▸ **YOUR INSTRUCTIONS**: In the listing below, find each line holding "about" and copy it.

BEGIN DATA IN THIS EXERCISE

Issue #384, opened 2020-10-14
dbcsr_tensor_unittest fails with CCE 10


shoshijak:
Since about around PR #370 , the CI test `dbcsr_tensor_unittest` fails with a segfault, when compiled with the Cray compiler. 

I've run tests and could determine that the fail is caused by CSCS upgrading the Cray compiler (in terms of module names, from `cce/9.0.2` to `cce/10.0.2`), and not by a change in DBCSR's code base.

alazzaro:
Good spot, I will fix it. Thanks!

PR #390, opened 2020-11-23
Revised ACC interface

hfp:
Introduced enumeration libsmm_acc_data_t collecting macro symbols like dbcsr_type_real_8 (LIBSMM/ACC interface); this is for reusing the same definitions in every backend implementation (centralized type definition). Cleanup ACC/main interface. Prevent compilation warning about non-const string literal (CUDA/HIP header). Introduced NO_DBCSR_TIMESET to get rid of circular dependency (simplifies Makefile for upcoming changes/sample/driver code).

Note: CUDA/HIP build may need revisit; currently the ACC/CUDA backend depends on LIBSMM/ACC due to initialization code (previously the dependency edge was supposedly limited to the other way around: LIBSMM uses backend). Further, CUDA/HIP backend now not only depends on LIBSMM/ACC but also on DBCSR main library due to timeset functionality.

### DIFF
--- a/src/acc/acc.h
+++ b/src/acc/acc.h
@@ -16,17 +16,7 @@ extern "C" {
 #endif
 
 /** types */
-typedef void acc_stream_t;
-typedef void acc_event_t;
 typedef int acc_bool_t;
-
-typedef enum acc_data_t {
-  ACC_DATA_F64 = 3,
-  ACC_DATA_F32 = 1,
-  ACC_DATA_C64 = 7,
-  ACC_DATA_C32 = 5,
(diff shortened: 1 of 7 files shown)


hfp:
GPU implementation seems to be [broken](https://object.cscs.ch/v1/AUTH_40b5d92b316940098ceb15cf46fb815e/dbcsr-artifacts/logs/build-579/cray.test.out) (TAS/tensor test). Note, this PR/code does not change the implementation and is unrelated.

alazzaro:
Problem related to https://github.com/cp2k/dbcsr/issues/384
Please ignore it, for the time being...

END DATA IN THIS EXERCISE

▸ **EXERCISE ANSWER**:
Since about around PR #370 , the CI test `dbcsr_tensor_unittest` fails with a segfault, when compiled with the Cray compiler. 
Introduced enumeration libsmm_acc_data_t collecting macro symbols like dbcsr_type_real_8 (LIBSMM/ACC interface); this is for reusing the same definitions in every backend implementation (centralized type definition). Cleanup ACC/main interface. Prevent compilation warning about non-const string literal (CUDA/HIP header). Introduced NO_DBCSR_TIMESET to get rid of circular dependency (simplifies Makefile for upcoming changes/sample/driver code).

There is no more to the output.